Fig. 1. Isolation of traptamers that inhibit HPV infection.

Fig. 1

(A) Overview of scheme to isolate traptamers that inhibit HPV infection. See the main text for details. (B) Sequences of traptamers that inhibit HPV infection. In the EHFA library (top line), FLAG is the epitope tag, APEX is ascorbate peroxidase segment, and red “Xs” represent randomized hydrophobic positions. The red letters in other lines show the sequences of the hydrophobic segments of the four active traptamers in the single-letter amino acid representation. (C) Clonal HeLa-tTA cells stably expressing control FA (FLAG-APEX) (red) or JX1, JX2, JX3, or JX4 (blue) were infected at multiplicity of infection (MOI) of 2 with HPV16 PsV containing the green fluorescent protein (GFP) reporter plasmid (HPV16-GFP). Two days later, GFP fluorescence was measured by flow cytometry to assess infectivity (histograms shown in left).
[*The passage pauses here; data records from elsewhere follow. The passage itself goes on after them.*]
Issue #70, opened 2022-09-02
Publishing to Crates.io


harlem88:
https://doc.rust-lang.org/book/ch14-02-publishing-to-crates-io.html

PR #128, opened 2023-01-27
Improved docstrings

### LINKED ISSUE #129: Lacking documentation for the crate
Before pubblishing on `crates.io` (#70) the documentation should be improved, documenting all public interfaces.

sorru94:
Adds docstrings to all the methods and data structures visible outside the crate.
Two other changes come bundled in this PR:
- Some of the methods of the `Interface` enumerator have been made public only inside of the crate. 
- The `handle_events()` has been splitted in two. This eases readability and prevents eccessive indentation.

Preparation for #70.
Closes #129.

### DIFF
--- a/README.md
+++ b/README.md
@@ -8,7 +8,11 @@ SPDX-License-Identifier: Apache-2.0
 
 *Warning: this SDK is experimental, correctness and API stability are currently not guaranteed*
 
-This package allows you to implement an Astarte Device using Rust.
+The Astarte Device SDK for Rust is a ready to use library that provides communication and
+pairing primitives to an Astarte Cluster.
+
+See the [Astarte documentation](https://docs.astarte-platform.org/latest/001-intro_user.html)
+for more information regarding Astarte and the available SDKs.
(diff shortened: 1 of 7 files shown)


FrancescoVaiani (approved):

src/builder.rs
```diff
@@ -167,6 +176,7 @@ impl AstarteOptions {
         Ok(self)
     }
 
+    /// Clone the astarte options.
```
harlem88, line 179: Maybe is better something like `Returns a reference to the AstarteOptions being constructed.`

harlem88 (changes requested):

src/builder.rs
sorru94: True. 
By the way, what is the purpose of this method?
The name `build` seems to imply some complex operation, while it just clones the options.
Why not let the user take care of cloning?

harlem88 (approved):

FrancescoVaiani (approved):

PR #141, opened 2023-02-17
e2e tests: bump up version of Astarte Cluster action and fix a related issue.

### LINKED ISSUE #142: e2e tests: new version of Astarte action and fix related bug.
An incorrect check for the result of the `POST` and `DELETE` commands is present in the end-to-end tests. 
The error printed [here](https://github.com/astarte-platform/astarte-device-sdk-rust/actions/runs/4105730310/jobs/7082999083#step:7:403) should lead to a test failure.
Furthermore, the error mentioned above is a bug in Astarte that has been fixed from `v1.0.4`. The GitHub action for the Astarte cluster is by default stuck at `v1.0.1`. It should be forcefully updated to `v1.0.4` in order to avoid an incorrect test failure.

sorru94:
Some fixes for the end to end tests:
- Handle correctly a failure of `POST` or `DELETE` HTTPS requests.
- Bump up version of Astarte in CI to `1.0.4`
- Removes the not necessary `ignore_ssl_errors` flag in the device initialization.

Closes #142

### DIFF
--- a/tests/e2etest/main.rs
+++ b/tests/e2etest/main.rs
@@ -31,6 +31,7 @@ use std::time::Duration;
 use std::{env, panic, process};
 
 use colored::Colorize;
+use reqwest::StatusCode;
 use serde_json::Value;
 use tokio::{task, time};
 
@@ -118,6 +119,14 @@ impl TestCfg {
 
 #[tokio::main]
 async fn e2etest_impl() {
+    // Set custom panic hook to exit in case a subprocess panics.
+    let orig_hook = panic::take_hook();
+    panic::set_hook(Box::new(move |panic_info| {
+        // invoke the default handler and exit the process
+        orig_hook(panic_info);
+        process::exit(1);
+    }));
+
     let test_cfg = TestCfg::init().expect("Failed configuration initialization");
 
     let sdk_options = AstarteOptions::new(
@@ -127,8 +136,7 @@ async fn e2etest_impl() {
         &test_cfg.pairing_url,
     )
     .interface_directory(&test_cfg.interfaces_fld.to_string_lossy())
-    .unwrap()
-    .ignore_ssl_errors();
+    .unwrap();
 
     let mut device = AstarteDeviceSdk::new(&sdk_options).await.unwrap();
     let rx_data_ind_datastream = Arc::new(Mutex::new(HashMap::new()));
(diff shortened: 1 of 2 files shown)


tests/e2etest/main.rs
```diff
@@ -613,12 +620,15 @@ async fn http_post_to_intf(
...
         .send()
         .await
-        .map_err(|e| format!("HTTP POST failure: {e}"))?
-        .text()
-        .await
-        .map_err(|e| format!("Failure in parsing the HTTP POST result: {e}"))?;
-    if response != value_json {
-        println!("Server response: {response}");
+        .map_err(|e| format!("HTTP POST failure: {e}"))?;
+    if response.status() != 200 {
```
FrancescoVaiani, line 624: Can we replace 200 with the Reqwest status code enum?
```suggestion
    if response.status() != StatusCode::Ok{
```

tests/e2etest/main.rs
```diff
@@ -647,12 +657,15 @@ async fn http_delete_to_intf(
...
         .send()
         .await
-        .map_err(|e| format!("HTTP POST failure: {e}"))?
-        .text()
-        .await
-        .map_err(|e| format!("Failure in parsing the HTTP POST result: {e}"))?;
-    if !response.is_empty() {
-        println!("Server response: {response}");
+        .map_err(|e| format!("HTTP DELETE failure: {e}"))?;
+    if response.status() != 204 {
```
FrancescoVaiani, line 661: Can we replace 204 with the Reqwest status code enum?
```suggestion
    if response.status() != StatusCode::NoContent{
```

FrancescoVaiani (changes requested):
I could not remember what the status code 204 stands for. 
Maybe we can begin to slowly replace the status codes with the Reqwest StatusCode enum.

sorru94:
> I could not remember what the status code 204 stands for. Maybe we can begin to slowly replace the status codes with the Reqwest StatusCode enum.

I noticed that in the `registration.rs` and `pairing.rs` modules we use `http::StatusCode` instead of `reqwest::StatusCode`.
I think it would be better to use the `reqwest::StatusCode` everywhere as we always compare to a result from `reqwest`.

harlem88 (approved):

PR #168, opened 2023-04-11
ci(test): add ci workflow to test on windows

### LINKED ISSUE #37: Test Windows support
A CI running on Windows should be added to check (and fix) errors preventing the SDK to be run under Windows

joshuachp:
Add the ci workflow to test on windows-latest. Use vcpkg to install openssl and set VCPKG_ROOT to the vcpkg installation path. This takes the rust-openssl ci.yml as example.

Closes #37

### DIFF
--- a/.github/dependabot.yml
+++ b/.github/dependabot.yml
@@ -16,10 +16,13 @@
 #
 # SPDX-License-Identifier: Apache-2.0
 
-
 version: 2
 updates:
-- package-ecosystem: cargo
-  directory: "/"
-  schedule:
-    interval: weekly
+    - package-ecosystem: github-actions
+      directory: /
+      schedule:
+          interval: weekly
+    - package-ecosystem: cargo
+      directory: "/"
+      schedule:
+          interval: weekly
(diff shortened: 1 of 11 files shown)


joshuachp:
Added `tempfile` to have an easy cross-platform way to create a unique temporary directory. We could have used `std::env::temp_dir`, but `tempfile` provides an easier way to make the path unique across tests

harlem88:
1. Leave only the commit for windows.
2. Add the windows CI below the build-workflow.yaml CI.
3. Try to run the e2etest CI also on windows, so add it into e2e-test.yaml.

joshuachp:
> 1. Leave only the commit for windows.  
> 2. Add the windows CI below the build-workflow.yaml CI.
> 3. Try to run the e2etest CI also on windows, so add it into e2e-test.yaml.

Unfortunately, the e2e test requires helm/kind-action which only supports Linux at the moment, and I cannot think of any easy way around this.

I moved all the CI test in a separate file to differentiate them from the build/checks. 

I also added the permission and concurrency directive and update the existing actions to the latest version. It's all in this PR since I was already working on the CI workflows.

joshuachp:
@harlem88 rebase done

harlem88 (approved):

Similar results were graphed in three independent cell lines for each traptamer, showing means and SD. (D) HaCaT-tTA cells expressing FA or the indicated traptamer were infected with HPV16-GFP PsV-GFP. Cells expressing FA were also mock-infected (brown). Two days later, GFP fluorescence was measured by flow cytometry and displayed as histograms. (E and F) Cells as in (C) were infected at MOI of 2 with HPV5-HcRed (E) or HPV18-HcRed (F) PsV. Two days later, HcRed fluorescence was measured by flow cytometry in three independent experiments for each PsV and graphed as in (C). (G) Traptamers do not inhibit SV40. HeLa-tTA cells expressing FA or the indicated traptamer were mock-infected or infected with SV40. Two days later, cells were stained with an antibody recognizing SV40 large T antigen and analyzed by flow cytometry. In all bar graphs, the results are graphed as % infectivity in cells expressing a traptamer normalized to cells expressing FA.